**What is needed:** Check every line of the entries below for the word "kernel", and copy the ones that have it.

**The records:**

= = =

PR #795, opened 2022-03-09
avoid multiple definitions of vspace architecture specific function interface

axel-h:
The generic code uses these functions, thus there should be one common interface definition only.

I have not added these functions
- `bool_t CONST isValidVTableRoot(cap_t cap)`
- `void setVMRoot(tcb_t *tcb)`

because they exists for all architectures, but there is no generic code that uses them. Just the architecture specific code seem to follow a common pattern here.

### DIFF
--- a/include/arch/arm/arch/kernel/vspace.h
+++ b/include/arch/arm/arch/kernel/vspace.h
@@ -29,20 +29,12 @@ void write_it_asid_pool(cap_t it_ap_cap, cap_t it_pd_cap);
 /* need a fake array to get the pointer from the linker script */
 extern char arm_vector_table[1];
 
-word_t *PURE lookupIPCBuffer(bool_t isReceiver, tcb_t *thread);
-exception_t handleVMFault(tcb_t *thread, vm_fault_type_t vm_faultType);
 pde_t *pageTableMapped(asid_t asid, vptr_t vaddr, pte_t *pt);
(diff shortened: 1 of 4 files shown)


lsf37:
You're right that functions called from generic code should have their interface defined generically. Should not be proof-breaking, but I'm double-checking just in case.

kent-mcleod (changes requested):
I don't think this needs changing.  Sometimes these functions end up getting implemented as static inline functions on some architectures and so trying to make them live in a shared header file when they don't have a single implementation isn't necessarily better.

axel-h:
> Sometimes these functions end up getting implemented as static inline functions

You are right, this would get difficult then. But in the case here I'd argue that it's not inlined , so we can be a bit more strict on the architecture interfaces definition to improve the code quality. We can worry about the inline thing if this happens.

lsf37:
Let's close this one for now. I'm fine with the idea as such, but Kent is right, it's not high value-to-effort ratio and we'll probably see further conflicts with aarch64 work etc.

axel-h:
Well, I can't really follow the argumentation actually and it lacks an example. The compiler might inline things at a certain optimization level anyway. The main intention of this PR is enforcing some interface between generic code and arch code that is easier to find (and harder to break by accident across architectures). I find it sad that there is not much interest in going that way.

= = =

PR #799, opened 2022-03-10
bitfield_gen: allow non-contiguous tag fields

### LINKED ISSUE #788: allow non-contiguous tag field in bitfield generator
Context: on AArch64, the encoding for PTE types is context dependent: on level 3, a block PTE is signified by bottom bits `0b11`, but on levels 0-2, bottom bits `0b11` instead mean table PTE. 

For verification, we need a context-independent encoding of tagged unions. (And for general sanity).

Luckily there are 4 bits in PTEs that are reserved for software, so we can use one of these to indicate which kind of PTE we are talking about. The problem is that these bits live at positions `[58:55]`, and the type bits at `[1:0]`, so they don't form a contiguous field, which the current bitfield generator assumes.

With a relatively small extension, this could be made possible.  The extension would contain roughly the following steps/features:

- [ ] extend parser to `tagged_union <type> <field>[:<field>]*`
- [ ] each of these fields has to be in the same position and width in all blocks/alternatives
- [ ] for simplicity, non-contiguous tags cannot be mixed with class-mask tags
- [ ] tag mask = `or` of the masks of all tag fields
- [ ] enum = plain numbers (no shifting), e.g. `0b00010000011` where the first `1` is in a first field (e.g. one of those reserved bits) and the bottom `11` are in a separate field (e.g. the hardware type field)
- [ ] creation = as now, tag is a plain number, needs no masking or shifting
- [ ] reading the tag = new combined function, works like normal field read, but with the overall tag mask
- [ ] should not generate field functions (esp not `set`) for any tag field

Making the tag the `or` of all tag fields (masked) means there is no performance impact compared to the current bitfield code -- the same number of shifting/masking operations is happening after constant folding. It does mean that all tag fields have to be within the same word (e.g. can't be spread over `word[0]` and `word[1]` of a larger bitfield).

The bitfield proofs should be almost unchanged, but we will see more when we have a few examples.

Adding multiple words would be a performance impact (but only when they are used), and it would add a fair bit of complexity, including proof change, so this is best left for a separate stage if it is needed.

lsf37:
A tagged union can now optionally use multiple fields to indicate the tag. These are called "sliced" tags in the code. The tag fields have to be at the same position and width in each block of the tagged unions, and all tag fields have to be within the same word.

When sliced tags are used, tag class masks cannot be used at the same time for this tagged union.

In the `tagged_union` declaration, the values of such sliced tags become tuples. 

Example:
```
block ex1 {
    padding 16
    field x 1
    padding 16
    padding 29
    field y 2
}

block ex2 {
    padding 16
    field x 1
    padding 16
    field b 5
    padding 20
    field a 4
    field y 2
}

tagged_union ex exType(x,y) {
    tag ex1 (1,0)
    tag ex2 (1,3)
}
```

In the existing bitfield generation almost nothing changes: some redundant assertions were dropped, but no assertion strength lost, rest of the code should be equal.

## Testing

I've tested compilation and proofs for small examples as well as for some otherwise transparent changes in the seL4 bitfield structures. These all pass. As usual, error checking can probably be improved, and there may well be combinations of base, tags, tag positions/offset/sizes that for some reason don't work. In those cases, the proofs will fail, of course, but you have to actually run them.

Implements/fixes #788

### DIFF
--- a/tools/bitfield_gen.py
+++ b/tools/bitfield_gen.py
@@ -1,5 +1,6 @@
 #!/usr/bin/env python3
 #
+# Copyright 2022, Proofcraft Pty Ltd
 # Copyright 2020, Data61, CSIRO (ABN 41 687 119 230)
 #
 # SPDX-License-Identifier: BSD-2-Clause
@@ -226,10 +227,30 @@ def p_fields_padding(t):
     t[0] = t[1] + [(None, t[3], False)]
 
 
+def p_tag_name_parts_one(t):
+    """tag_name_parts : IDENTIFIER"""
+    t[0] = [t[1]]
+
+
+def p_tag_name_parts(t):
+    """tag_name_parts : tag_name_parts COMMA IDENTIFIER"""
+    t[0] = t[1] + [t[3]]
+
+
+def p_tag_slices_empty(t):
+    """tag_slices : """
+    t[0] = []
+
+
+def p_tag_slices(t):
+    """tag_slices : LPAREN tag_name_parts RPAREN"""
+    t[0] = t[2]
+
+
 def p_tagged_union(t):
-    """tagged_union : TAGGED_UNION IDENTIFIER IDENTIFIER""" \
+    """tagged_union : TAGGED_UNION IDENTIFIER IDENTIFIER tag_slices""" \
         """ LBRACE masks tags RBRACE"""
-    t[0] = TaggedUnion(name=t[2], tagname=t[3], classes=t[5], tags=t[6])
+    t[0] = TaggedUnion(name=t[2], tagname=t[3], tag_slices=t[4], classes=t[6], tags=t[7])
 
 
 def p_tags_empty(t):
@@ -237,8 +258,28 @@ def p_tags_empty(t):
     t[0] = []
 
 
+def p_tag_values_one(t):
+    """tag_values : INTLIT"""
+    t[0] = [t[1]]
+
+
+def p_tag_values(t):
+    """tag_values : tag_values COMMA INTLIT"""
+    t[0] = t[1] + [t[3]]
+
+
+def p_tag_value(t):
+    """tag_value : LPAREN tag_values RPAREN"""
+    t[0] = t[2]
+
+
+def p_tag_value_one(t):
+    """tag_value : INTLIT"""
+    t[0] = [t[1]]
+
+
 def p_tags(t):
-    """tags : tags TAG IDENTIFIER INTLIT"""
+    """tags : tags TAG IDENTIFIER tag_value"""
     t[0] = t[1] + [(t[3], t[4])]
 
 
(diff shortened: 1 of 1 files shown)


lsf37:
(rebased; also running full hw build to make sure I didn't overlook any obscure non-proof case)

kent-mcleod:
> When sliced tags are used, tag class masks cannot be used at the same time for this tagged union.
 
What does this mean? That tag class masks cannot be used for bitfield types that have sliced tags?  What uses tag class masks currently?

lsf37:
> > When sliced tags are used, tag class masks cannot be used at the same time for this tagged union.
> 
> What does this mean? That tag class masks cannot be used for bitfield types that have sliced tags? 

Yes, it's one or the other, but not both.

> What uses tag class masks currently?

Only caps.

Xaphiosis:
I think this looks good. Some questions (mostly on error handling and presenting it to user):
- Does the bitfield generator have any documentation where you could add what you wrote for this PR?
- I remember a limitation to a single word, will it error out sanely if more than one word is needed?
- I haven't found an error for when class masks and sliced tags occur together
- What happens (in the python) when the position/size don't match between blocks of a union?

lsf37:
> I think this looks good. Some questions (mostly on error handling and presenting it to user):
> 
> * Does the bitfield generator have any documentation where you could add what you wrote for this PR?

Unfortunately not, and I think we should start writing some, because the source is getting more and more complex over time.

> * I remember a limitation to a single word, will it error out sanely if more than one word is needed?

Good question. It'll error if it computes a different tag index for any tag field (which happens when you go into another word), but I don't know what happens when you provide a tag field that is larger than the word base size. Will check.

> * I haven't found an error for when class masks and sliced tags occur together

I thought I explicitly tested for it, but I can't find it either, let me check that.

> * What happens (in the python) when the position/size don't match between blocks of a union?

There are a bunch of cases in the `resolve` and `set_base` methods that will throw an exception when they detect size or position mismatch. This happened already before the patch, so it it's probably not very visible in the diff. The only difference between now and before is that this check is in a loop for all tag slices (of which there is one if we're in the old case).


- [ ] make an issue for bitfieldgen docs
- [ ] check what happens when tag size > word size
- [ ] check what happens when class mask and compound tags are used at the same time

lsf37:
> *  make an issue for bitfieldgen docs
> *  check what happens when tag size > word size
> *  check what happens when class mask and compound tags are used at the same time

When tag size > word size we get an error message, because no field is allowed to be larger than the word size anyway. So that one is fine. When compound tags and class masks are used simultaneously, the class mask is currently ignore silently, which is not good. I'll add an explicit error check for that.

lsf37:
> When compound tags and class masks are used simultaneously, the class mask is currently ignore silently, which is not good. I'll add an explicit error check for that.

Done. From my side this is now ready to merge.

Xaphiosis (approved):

= = =

**Finished task:**
--- a/include/arch/arm/arch/kernel/vspace.h
+++ b/include/arch/arm/arch/kernel/vspace.h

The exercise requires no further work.